Despite my hard efforts against it, I’ve contracted what I’d like to coin as the “Penn Complex.” I am not alone in this — all current undergraduates 10,325 students wrestle with the Penn Complex to some degree. This condition is a sense of superiority which we hold ourselves higher than others outside of, as well as within, Penn. Our belief functions as a defense mechanism to cope with feelings of inferiority.
The change done by the Penn Complex can show up in various ways. Those in the College of Arts and Sciences who start out criticizing students at the Wharton School for “selling out” might end up announcing a Goldman Sachs internship one summer — and, by the time graduation comes along, be among the majority of students who enter finance or consulting after graduation.
One of the first things students hear as a first year is “don’t go past 40th street,” a phrase that shapes how many students interact with the city for their next four years. Many students are fearful of walking past the McDonald’s and Playa Bowls or choose to take an Uber over the $2.90 SEPTA instead trying to navigate and learn about the city past our campus. Students who came in looking for lifelong friends begin to social climb, whether in Greek life or preprofessional organizations, to attain a network rather than a connection. These are just a few of many examples of how the Penn Complex embeds itself in students’ mindsets and actions.
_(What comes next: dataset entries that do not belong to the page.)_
PR #514, opened 2022-08-24
Tcs 157 eod specific to tailer

dmitchard:
- Changes access table so that they are now saved under each partition in taildir, instead of the top level of taildir
- Update save functions and remove unecessary nextp, allowing an eod function to use the table saving functions that the eop is using
- Created eod to save all remaining data to disk and clear mem tables along with move access into new partition and clear it in mem
- Minor refactoring of the datastripe script

### DIFF
--- a/code/tailer/datastripe.q
+++ b/code/tailer/datastripe.q
@@ -16,19 +16,18 @@ modaccess:{[accesstab]};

An affiliation with Penn creates a sense of entitlement among their peers and the rest of Philadelphia.
Within myself, I’ve noticed the Penn Complex show up in my interactions with West Philadelphia. As I venture beyond University City, I find myself playing the warnings that I have heard from peers and friends. In normal conversations, I’ve also noticed that there’s this lingering goal to build my network and gain entry into exclusive places or positions. I’ve been putting this above building authentic relationships. At Penn, we weaken our ability to build connections, defending ourselves from something we think is fleeting, and in doing so, we change who we are.
When we made our commitment to Penn, all of us — from the legacies to first-generation students — had in our minds the visions of influence, wealth, or comfort that the privileged few received all those centuries ago by virtue of their affiliation with the University. In an age where the prestige of the Ivy League and its students are being called into question, we’ve begun to compensate with the Penn Complex. The prestige granted to our institution is beginning to quiver, and it is quite scary to reckon with. So, instead of facing this question, we settled into a feeling of entitlement that’s actually harming us.
You once came in as a student with passions, individuality, and empathy, ready to make your mark in this exclusive club. A year or maybe even four years in, look at how Penn has changed you. Are you secure in your place in this institution and beyond? Was the change worth it?
I’m still asking myself these questions. Penn has taught me so much already in one year and I don’t regret my decision to come here. However, I do regret allowing insecurity and the chase toward influence impact the young woman underneath my Penn label. Being a student here shouldn’t mean adopting the attitudes of prejudiced rich white men. More importantly, it shouldn’t mean losing the person you are or the ideals that brought you here in the first place.